* **WORK REQUEST**:
Among the entries below, find the lines that hold the word "fuzzer" and report them.

* **DATA**:

::::::::

PR #1068, opened 2018-03-21
Fix broken assertion

terrelln:
The `avgJobSize` must not be lower than 256 KB for single-pass mode.
In `zstd.h` we say the minimum value for `ZSTD_p_jobSize` is 1 MB,
so ensure that we always pick a size >= 1 MB.

Found by libFuzzer fuzzer tests with large input limits.

This bug has been around for a while, but only shows up when the
`windowLog` is very small, like in fuzzer tests, so I don't expect it to be
found in practice.

### DIFF
--- a/lib/compress/zstdmt_compress.c
+++ b/lib/compress/zstdmt_compress.c
@@ -1029,7 +1029,7 @@ static size_t ZSTDMT_computeTargetJobLog(ZSTD_CCtx_params const params)
 {
     if (params.ldmParams.enableLdm)
         return MAX(21, params.cParams.chainLog + 4);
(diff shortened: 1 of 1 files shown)


Cyan4973:
Indeed.
For the general case, when `windowLog` is small (< 18), it happens because `srcSize` is small, and the whole thing is then deferred to the single-thread version.
However, it's possible to have unknown-but-large `srcSize` with a manually specified small `windowLog`, which I guess triggers the issue here.

terrelln:
Yeah, thats exactly the case, `windowLog=10`, `srcSize ~= 10 MB`.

::::::::

* **RESPONSE BOX**:
Found by libFuzzer fuzzer tests with large input limits.
`windowLog` is very small, like in fuzzer tests, so I don't expect it to be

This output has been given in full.